PR #59, opened 2016-12-28
Optimizing YCbCr to use a backing vector. Refactoring namespaces for Color Spaces.

olivif:
Touch #3

### DIFF
--- a/src/ImageSharp/Colors/Spaces/YCbCr.cs
+++ b/src/ImageSharp/Colors/Spaces/YCbCr.cs
@@ -7,6 +7,7 @@ namespace ImageSharp.Colors.Spaces
 {
     using System;
     using System.ComponentModel;
+    using System.Numerics;
 
     /// <summary>
     /// Represents an YCbCr (luminance, blue chroma, red chroma) color conforming to the full range standard used in digital imaging systems.
@@ -20,6 +21,11 @@ namespace ImageSharp.Colors.Spaces
         public static readonly YCbCr Empty = default(YCbCr);
 
         /// <summary>
+        /// The backing vector for SIMD support.
+        /// </summary>
+        private Vector3 backingVector;
+
+        /// <summary>
         /// Initializes a new instance of the <see cref="YCbCr"/> struct.
         /// </summary>
         /// <param name="y">The y luminance component.</param>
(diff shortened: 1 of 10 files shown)


src/ImageSharp/Colors/Spaces/YCbCr.cs
```diff
@@ -117,13 +121,7 @@ public YCbCr(byte y, byte cb, byte cr)
...
         public override int GetHashCode()
         {
-            unchecked
-            {
-                int hashCode = this.Y.GetHashCode();
-                hashCode = (hashCode * 397) ^ this.Cb.GetHashCode();
-                hashCode = (hashCode * 397) ^ this.Cr.GetHashCode();
-                return hashCode;
-            }
+            return GetHashCode(this);
```
tocsoft: can't this just be `return this.backingVector.GetHashCode()` directly and drop the `GetHashCode(...)` method? I don't think the indirection is needed.

olivif: I completely agree, I was just following the pattern the other color spaces use. I can fix all of them while I'm at it, I thought maybe there was a reason for it 😄

tocsoft: might be worth deferring to @JimBobSquarePants to see if there specific logic to it then.

olivif: I've made the changes locally, I'll wait for an ack from @JimBobSquarePants before pushing 😄

JimBobSquarePants: Resharper will actually warn if you don't do this since there is the potential for the hashcode to change during the lifetime of the object. I've not been crazy strict about it though, especially in the `IPackedPixel` implementations. Truth be told, I'm not sure it's something I should really be concerned about.

http://www.jetbrains.com/resharperplatform/help?Keyword=NonReadonlyMemberInGetHashCode

olivif: Ahh I see. Well, since the backing vector doesn't change, we can actually make it `readonly` no?

JimBobSquarePants: Sounds like a plan!

olivif:
All fixed, this is ready to be merged if there's nothing else 😄 I don't know why codecov is shouting at me, the coverage should be the same ..

src/ImageSharp/Colors/Spaces/YCbCr.cs
```diff
@@ -28,28 +34,26 @@ public struct YCbCr : IEquatable<YCbCr>
         public YCbCr(byte y, byte cb, byte cr)
             : this()
         {
-            this.Y = y;
-            this.Cb = cb;
-            this.Cr = cr;
+            this.backingVector = Vector3.Clamp(new Vector3(y, cb, cr), Vector3.Zero, new Vector3(255));
```
JimBobSquarePants: Make `new Vector3(255)` a private static member. It reduces the allocations.

olivif: good catch! Fixed this one, also made a note to fix it in other places 😄

tocsoft:
looks good to me, i'm going to use my new powers and merge this 😁

olivif:
thanks @tocsoft !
◇ ◇ ◇
Your answer must consist of every line from the listing that holds the string "backingVector".

+        private Vector3 backingVector;
tocsoft: can't this just be `return this.backingVector.GetHashCode()` directly and drop the `GetHashCode(...)` method? I don't think the indirection is needed.
+            this.backingVector = Vector3.Clamp(new Vector3(y, cb, cr), Vector3.Zero, new Vector3(255));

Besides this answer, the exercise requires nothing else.